Segment Open
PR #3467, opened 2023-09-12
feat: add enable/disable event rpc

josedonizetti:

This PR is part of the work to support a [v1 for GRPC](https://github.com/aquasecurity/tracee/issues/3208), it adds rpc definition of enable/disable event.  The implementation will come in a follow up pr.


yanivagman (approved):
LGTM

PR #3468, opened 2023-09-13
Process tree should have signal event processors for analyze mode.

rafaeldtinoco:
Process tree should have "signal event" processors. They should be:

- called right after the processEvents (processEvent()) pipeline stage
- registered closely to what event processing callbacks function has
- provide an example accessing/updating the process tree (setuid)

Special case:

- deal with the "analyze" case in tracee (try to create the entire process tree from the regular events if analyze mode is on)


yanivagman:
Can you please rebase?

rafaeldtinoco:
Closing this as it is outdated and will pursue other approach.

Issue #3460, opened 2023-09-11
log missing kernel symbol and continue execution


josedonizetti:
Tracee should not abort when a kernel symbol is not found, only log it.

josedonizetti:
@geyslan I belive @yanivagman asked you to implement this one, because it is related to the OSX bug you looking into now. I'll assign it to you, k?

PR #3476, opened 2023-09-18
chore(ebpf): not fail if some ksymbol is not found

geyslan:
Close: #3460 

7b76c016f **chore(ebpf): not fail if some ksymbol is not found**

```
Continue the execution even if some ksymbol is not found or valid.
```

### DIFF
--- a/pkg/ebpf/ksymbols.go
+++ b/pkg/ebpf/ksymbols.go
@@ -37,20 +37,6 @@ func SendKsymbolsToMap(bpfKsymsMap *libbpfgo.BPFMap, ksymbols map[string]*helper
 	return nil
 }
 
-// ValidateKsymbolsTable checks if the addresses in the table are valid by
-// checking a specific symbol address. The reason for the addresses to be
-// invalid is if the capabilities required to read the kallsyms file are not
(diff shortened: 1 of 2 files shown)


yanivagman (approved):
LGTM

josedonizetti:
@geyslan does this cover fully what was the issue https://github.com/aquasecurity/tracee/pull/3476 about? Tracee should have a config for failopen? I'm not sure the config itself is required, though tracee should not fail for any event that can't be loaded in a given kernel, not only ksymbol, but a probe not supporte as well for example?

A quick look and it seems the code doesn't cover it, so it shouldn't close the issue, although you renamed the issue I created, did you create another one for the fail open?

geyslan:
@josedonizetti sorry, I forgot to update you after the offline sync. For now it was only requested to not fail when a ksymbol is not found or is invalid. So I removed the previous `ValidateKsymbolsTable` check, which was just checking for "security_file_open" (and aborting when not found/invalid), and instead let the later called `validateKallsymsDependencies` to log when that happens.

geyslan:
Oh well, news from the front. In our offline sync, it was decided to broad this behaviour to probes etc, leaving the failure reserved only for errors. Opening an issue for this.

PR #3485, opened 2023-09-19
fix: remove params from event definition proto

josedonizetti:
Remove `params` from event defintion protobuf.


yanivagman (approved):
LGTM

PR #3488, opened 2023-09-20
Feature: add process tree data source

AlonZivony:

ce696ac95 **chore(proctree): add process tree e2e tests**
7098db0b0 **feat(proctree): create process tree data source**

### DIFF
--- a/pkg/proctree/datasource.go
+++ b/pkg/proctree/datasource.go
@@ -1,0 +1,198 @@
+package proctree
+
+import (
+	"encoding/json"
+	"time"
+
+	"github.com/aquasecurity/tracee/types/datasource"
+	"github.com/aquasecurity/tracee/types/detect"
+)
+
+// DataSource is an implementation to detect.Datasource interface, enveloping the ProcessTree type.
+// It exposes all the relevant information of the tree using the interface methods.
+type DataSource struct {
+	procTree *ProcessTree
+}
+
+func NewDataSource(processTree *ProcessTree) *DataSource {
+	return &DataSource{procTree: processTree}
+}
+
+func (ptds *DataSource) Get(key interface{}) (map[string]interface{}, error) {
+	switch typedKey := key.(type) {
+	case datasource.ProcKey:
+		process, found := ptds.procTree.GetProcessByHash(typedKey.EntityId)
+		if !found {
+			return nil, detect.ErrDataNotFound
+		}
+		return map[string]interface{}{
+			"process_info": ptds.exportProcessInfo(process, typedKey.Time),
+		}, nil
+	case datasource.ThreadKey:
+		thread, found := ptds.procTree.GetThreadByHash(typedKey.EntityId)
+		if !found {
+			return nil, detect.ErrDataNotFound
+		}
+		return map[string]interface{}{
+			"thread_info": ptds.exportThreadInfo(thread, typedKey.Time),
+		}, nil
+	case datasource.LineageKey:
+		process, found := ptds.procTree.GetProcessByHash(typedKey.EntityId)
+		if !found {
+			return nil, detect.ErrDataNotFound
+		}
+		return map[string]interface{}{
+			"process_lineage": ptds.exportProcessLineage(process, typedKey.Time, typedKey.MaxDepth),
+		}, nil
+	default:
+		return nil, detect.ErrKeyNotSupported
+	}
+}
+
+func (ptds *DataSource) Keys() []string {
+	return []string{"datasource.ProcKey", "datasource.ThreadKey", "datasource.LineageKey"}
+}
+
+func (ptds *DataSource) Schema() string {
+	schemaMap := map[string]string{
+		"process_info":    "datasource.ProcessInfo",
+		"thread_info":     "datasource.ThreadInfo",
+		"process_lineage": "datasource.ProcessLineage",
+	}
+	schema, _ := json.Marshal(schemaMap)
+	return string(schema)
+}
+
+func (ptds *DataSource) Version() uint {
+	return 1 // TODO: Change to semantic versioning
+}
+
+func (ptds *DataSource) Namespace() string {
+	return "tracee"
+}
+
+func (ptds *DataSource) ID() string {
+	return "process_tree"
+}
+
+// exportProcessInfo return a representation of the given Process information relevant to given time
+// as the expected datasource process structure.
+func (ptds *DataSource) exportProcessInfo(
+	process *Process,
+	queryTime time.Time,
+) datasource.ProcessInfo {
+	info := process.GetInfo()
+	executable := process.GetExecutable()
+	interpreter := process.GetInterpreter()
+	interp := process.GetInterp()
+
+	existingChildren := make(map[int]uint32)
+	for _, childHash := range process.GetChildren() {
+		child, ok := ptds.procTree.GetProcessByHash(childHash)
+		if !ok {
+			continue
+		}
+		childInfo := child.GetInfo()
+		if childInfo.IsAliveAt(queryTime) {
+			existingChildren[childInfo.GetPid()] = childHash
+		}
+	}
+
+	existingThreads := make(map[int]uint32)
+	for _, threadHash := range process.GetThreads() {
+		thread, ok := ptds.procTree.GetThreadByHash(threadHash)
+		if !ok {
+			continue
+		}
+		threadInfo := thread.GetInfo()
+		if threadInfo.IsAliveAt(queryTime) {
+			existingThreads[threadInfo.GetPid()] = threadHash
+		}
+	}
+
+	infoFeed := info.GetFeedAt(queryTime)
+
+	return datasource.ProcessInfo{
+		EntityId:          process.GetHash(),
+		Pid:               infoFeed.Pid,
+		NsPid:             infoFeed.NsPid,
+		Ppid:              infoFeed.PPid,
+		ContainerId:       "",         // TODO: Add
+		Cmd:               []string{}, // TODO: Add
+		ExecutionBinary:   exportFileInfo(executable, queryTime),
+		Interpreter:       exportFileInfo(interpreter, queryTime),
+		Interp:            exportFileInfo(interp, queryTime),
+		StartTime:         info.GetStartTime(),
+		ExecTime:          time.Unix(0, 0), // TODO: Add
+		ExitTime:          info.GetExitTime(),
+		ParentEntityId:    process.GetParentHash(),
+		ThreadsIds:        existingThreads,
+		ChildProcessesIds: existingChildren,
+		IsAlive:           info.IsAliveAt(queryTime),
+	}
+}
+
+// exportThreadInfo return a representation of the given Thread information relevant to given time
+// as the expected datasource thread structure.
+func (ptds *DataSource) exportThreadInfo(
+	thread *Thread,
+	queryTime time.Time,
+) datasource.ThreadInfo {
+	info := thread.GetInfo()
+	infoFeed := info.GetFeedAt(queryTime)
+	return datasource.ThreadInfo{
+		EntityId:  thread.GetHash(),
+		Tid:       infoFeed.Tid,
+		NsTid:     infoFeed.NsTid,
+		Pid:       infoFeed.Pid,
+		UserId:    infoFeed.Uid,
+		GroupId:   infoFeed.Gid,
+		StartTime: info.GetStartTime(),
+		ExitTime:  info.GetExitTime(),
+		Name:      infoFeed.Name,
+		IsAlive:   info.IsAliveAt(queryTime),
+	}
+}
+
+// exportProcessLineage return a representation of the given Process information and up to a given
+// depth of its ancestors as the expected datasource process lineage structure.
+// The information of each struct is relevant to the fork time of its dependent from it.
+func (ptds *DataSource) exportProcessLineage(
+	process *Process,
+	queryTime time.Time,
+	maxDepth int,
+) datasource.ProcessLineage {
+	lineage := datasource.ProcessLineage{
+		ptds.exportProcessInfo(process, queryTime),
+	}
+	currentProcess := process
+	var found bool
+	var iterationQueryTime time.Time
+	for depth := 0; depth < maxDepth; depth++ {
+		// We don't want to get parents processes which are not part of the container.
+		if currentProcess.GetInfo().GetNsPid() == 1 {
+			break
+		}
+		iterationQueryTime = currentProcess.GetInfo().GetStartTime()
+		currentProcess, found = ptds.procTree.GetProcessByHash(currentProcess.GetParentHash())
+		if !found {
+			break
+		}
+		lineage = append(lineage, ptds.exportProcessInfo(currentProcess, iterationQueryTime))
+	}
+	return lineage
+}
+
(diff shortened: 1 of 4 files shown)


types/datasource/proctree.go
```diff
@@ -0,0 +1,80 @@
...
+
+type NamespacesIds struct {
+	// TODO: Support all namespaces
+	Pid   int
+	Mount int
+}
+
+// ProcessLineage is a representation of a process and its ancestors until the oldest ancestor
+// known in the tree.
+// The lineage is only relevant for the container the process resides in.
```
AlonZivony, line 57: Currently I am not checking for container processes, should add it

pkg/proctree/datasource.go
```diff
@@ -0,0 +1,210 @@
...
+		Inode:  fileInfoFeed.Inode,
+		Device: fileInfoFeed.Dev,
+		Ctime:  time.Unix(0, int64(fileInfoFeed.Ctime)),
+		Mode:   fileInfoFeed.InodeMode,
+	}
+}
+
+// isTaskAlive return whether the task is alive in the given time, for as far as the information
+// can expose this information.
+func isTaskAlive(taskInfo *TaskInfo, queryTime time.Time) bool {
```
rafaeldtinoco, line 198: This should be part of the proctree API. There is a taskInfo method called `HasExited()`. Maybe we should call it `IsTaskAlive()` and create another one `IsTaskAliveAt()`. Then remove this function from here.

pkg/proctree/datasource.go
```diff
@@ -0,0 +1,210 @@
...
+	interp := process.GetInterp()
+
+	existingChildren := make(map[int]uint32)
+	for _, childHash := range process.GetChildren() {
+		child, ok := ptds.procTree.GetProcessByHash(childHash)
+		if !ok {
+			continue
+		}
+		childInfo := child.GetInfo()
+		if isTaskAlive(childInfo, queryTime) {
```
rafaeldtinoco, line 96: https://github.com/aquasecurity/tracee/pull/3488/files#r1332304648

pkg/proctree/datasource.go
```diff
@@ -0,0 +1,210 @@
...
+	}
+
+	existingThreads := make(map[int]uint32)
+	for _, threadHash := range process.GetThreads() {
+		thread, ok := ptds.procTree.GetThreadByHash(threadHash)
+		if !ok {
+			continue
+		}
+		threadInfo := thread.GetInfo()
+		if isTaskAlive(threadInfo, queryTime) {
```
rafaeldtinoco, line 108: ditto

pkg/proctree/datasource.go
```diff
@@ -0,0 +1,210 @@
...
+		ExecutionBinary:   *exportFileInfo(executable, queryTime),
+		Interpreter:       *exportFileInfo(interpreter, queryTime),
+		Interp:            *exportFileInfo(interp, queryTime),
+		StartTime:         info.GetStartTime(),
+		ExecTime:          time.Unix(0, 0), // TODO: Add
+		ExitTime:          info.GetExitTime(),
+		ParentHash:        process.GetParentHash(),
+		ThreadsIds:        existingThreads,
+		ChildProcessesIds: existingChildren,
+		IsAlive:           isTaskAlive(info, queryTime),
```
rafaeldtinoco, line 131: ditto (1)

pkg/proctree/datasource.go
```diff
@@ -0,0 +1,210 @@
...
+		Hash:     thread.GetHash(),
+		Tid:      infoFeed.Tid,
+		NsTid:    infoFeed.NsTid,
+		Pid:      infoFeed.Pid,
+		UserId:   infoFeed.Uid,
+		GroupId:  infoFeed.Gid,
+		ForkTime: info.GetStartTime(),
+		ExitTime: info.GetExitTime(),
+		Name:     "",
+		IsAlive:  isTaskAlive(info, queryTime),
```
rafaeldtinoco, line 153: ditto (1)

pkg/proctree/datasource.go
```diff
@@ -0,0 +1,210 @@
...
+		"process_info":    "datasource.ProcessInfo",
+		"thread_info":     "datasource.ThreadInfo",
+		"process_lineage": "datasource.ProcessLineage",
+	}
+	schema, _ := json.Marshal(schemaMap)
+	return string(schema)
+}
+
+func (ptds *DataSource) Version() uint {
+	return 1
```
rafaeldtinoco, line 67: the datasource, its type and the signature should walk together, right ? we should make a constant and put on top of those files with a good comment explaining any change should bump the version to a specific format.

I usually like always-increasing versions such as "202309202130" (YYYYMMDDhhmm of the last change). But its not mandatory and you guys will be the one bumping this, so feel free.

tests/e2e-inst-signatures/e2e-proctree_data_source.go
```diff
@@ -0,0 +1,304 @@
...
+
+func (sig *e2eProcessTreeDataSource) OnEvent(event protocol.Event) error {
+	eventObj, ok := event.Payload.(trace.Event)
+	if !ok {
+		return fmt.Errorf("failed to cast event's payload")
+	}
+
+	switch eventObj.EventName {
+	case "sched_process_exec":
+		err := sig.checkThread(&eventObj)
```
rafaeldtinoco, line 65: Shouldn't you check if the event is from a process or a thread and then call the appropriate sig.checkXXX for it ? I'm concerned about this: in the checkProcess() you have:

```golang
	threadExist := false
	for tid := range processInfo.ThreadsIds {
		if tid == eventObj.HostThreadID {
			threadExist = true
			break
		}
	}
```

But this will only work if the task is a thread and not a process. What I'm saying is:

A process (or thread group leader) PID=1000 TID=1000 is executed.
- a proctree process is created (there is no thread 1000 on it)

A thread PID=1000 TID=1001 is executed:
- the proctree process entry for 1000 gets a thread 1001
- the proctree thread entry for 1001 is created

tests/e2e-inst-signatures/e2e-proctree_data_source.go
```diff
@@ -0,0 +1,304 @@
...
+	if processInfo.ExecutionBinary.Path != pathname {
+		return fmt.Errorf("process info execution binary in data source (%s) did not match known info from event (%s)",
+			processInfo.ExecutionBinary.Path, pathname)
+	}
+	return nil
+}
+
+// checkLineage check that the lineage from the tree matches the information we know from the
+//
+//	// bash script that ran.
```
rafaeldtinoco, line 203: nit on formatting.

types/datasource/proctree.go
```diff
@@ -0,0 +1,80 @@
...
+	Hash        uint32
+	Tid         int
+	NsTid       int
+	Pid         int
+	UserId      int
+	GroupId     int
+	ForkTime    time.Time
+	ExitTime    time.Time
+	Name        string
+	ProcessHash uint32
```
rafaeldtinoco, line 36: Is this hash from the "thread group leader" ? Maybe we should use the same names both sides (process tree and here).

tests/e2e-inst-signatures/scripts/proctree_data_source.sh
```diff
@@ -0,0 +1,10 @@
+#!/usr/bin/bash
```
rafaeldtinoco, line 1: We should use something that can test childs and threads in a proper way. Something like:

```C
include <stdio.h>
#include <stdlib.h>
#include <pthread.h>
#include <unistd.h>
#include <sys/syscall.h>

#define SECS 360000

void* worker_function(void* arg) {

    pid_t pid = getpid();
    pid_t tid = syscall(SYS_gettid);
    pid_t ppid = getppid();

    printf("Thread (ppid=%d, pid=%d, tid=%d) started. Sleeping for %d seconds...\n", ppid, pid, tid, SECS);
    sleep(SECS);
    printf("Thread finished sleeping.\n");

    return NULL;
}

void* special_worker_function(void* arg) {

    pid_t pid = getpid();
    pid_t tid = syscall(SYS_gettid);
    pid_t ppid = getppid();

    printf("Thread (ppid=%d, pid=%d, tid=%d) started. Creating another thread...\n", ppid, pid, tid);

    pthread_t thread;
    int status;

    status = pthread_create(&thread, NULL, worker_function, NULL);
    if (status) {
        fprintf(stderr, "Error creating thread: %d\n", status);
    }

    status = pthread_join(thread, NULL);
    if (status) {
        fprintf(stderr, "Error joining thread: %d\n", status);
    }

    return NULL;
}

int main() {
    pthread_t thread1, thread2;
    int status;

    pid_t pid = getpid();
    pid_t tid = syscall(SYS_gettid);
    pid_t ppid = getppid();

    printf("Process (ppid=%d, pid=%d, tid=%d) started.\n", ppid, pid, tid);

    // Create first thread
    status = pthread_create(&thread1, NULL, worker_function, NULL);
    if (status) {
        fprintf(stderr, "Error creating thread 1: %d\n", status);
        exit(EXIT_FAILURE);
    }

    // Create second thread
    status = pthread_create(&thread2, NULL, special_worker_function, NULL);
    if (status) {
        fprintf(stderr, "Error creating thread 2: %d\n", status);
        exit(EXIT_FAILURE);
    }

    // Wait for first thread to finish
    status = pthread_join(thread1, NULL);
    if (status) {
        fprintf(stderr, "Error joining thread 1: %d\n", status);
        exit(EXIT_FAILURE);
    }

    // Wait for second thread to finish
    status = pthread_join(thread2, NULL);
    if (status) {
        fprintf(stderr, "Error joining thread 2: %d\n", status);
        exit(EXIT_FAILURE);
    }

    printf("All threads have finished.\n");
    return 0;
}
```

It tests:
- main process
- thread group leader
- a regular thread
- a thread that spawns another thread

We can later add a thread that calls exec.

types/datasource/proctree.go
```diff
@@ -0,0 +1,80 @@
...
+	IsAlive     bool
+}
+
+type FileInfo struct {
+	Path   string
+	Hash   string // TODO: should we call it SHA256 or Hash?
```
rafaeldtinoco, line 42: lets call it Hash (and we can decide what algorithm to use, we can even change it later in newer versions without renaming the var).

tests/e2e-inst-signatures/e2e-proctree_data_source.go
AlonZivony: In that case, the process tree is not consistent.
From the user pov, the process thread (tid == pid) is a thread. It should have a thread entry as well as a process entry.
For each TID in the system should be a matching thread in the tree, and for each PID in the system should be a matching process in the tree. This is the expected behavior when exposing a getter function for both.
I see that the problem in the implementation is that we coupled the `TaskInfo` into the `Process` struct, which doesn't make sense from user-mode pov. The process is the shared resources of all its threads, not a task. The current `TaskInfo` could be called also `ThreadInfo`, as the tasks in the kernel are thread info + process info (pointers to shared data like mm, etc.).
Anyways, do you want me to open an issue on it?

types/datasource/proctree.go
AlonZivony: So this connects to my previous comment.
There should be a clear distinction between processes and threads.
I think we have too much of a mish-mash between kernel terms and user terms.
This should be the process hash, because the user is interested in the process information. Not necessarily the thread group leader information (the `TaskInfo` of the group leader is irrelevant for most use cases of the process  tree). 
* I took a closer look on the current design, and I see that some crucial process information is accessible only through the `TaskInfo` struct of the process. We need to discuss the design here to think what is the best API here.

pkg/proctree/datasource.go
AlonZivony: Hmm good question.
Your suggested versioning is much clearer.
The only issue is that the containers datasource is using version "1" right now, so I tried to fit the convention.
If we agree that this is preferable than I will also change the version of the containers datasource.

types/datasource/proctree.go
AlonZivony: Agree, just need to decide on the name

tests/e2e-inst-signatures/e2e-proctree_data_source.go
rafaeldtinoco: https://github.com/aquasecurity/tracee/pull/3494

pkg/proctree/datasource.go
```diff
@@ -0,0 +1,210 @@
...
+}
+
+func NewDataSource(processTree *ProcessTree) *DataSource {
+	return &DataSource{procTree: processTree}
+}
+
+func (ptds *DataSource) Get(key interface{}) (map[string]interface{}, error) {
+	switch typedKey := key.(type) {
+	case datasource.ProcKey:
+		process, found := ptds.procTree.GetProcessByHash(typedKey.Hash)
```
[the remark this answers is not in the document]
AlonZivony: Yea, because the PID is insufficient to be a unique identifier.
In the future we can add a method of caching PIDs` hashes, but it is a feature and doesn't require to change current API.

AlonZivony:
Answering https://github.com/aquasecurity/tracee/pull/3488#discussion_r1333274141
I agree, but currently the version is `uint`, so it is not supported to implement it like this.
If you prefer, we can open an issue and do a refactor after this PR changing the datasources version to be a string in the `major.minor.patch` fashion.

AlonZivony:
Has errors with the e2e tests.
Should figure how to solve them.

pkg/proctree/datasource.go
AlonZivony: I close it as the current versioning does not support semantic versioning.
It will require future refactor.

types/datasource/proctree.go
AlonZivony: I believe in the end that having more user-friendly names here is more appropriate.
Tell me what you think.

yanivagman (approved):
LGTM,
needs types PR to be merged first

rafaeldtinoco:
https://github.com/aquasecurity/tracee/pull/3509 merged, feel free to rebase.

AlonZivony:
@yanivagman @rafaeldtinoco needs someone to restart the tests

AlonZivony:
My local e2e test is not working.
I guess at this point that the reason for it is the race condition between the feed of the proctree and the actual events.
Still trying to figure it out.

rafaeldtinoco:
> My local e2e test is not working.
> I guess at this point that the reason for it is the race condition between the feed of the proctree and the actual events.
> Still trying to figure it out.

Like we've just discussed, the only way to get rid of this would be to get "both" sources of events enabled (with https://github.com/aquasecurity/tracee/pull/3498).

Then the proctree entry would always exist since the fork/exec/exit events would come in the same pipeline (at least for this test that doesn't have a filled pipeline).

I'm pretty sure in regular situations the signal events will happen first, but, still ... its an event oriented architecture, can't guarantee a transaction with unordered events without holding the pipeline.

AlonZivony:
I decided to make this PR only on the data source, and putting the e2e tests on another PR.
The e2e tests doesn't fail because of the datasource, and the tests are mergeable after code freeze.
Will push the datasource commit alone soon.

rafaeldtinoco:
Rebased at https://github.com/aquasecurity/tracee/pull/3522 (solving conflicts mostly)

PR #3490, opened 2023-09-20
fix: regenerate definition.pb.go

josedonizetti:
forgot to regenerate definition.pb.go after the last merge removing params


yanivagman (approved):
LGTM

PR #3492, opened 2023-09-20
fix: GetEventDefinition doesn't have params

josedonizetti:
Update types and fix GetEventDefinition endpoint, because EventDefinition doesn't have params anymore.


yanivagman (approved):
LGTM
Segment Closed
- [What you have to do]:
Determine how many lines of this listing contain "appropriate", and give only the number.

- [Answer to this problem]:
2